### Aim of the exercise
An exact transcription of the lines below, from the first through the one containing "A couple notes", is the only output wanted.

────────

PR #1314, opened 2021-03-22
python: reproducible-ish python build

crockeo:
Description: Adds steps to the build to install dependencies necessary to run certain parts of the python library (e.g. gevent_utils).

Risk Level: LOW

Testing: enables `//test/python/integration:test_send_headers` to be run by everyone else

Docs Changes: N/A
Release Notes: N/A


crockeo:
A couple notes on this PR meant to spark discussion:

1. It looks like envoy uses an old version of [rules_python](https://github.com/bazelbuild/rules_python) that includes a deprecated method of sourcing Python dependencies. According to the [recent updates](https://github.com/bazelbuild/rules_python#recent-updates) header, as of 2020-10-15 we're supposed to use `pip_install` not `pip_import`. This will likely break the build when envoy updates + envoy-mobile bumps the submodule SHA.

1. The [pip_import docs](https://github.com/bazelbuild/rules_python/tree/c8c79aae9aa1b61d199ad03d5fe06338febd0774#importing-pip-dependencies) call out the fact that pip runs at WORKSPACE-time, and so it doesn't know what python toolchain you're using unless you explicitly provide it with a path. This probably makes the build non-hermetic, but that may not be a big deal.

────────

### Final answer
PR #1314, opened 2021-03-22
python: reproducible-ish python build

crockeo:
Description: Adds steps to the build to install dependencies necessary to run certain parts of the python library (e.g. gevent_utils).

Risk Level: LOW

Testing: enables `//test/python/integration:test_send_headers` to be run by everyone else

Docs Changes: N/A
Release Notes: N/A


crockeo:
A couple notes on this PR meant to spark discussion:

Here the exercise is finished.